Everyone following the global economic trend almost remembers the robustness and extasy of the economic boom in Southeast Asia in 1990. For a short period of time, if we keep track of economic growth from the 1980s to the present, the countries Malaysia, Thailand, Singapore, Taiwan, South Korea and Indonesia see them as the main players in the global economy as these countries are foreign investors' magnets from all over the world, primarily in technology, engineering and electrical. They were called "Asian tigers."
Thanks to foreign investment, local governments are primarily committed to attracting investments, low labor costs and other local factors. They were then combined with technical euphoria, especially digital technology. The belief was that every company should leak from the technology to digitize information as demand and future are unlimited. This preceded all information, films, news and any other information that could be digitized. Thus, the creation of plants forming part of the production chain by world producers was considered profitable. As Asian countries have the lowest production cost, companies that are competitive will want to be competitive. This creates the basis of industrial relations in the host countries.
The presence of foreign producers coincides with the export-oriented policy supported by the host governments, as it was considered by foreigners to help locally sourcing and updating local actors. Thus many local companies have been established and involved in this production chain. To further increase competitiveness, government concessions were issued to local companies, but they cooperated with qualified foreign partners. Many of the concessions have been outsourced to foreign companies and local players who are less able to blame are simply secondary producers or purely low-cost sponsors for flagship companies. Thus, the new concern of "industrialization of technology", which has become very obvious and intensified in the recent global economic downturn. As the investor, Warren Buffett, said, "When the water flow retreats, the sluts are described."
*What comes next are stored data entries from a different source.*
PR #1284, opened 2021-09-28
fix latency-test for no-base-thread case

jepler:
I noticed that none of the doc-suggested ways to run latency-test without a base thread actually worked.  This makes `latency-test 1ms -` work.  The problem was that the required xml file was only being written in the 'else' branch.


smoe (changes requested):
In line https://github.com/LinuxCNC/linuxcnc/blob/65638cc2dd59a93f7152701f747275586c085bfa/scripts/latency-test#L154 creates latexit.sh again.

smoe:
@hansu - This is one of the bitrotting gems we have among our PRs. If you find the minutes, please have a look, also at my patch to Jeff's patch and get this done. It is the very prominent latency-test script, so nothing mission critical and nothing too complicated.

smoe:
@andypugh - many thanks for the merge, but please also inspect the change I had done as a PR to @jepler 's branch on https://github.com/LinuxCNC/linuxcnc/pull/1587 .

hansu:
@smoe I looked into it yesterday but I couldn't find any issue with the existing version on my VM. I had to check it on the real system.

smoe:
It works, just a file is created twice and my initial patch was bad :-/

Another concern with local manufacturers is now protecting foreign manufacturers. China Since 2003, the world has developed as a magnet with India as the two most attractive, low-cost destinations in the world economy. Setting up industrial real estate in Dalian, Shenzhen, Kuantong, Shanghai and others is crowded with foreign investors because of the mass market, cheap and most important relationships. However, the Yuan Vs USD exchange rate resulted in instability and trade surpluses; The US may restrict trade with China. Low-quality control of toys, pet food, etc. He recently recalled the race, disassociated foreigners or, in the best case, China's investment. For these reasons, many manufacturers continue to remain in other Asian countries or partially establish their products in China, but continue to maintain a technology and development or high-level chain in South East Asia. The latter reason is that inventors and flagship companies are the main concern of the lack of intellectual property rights in China, resulting in many safeguards.
So the issue now is the current trend in production growth to be sustainable? This is very concerned about the recent developments; the slowdown in the United States and the developed European countries, the emergence of other competitive countries such as Russia, Brazil, Vietnam and Cambodia. As these countries could offer low-cost production, high-quality workforce, agglomeration benefits (a large number of actors, such as Intel, Motorola and Samsung in these countries), the challenge of Asian tigers (or kittens) than robustness of growth is not wonderful than decades ago) is huge.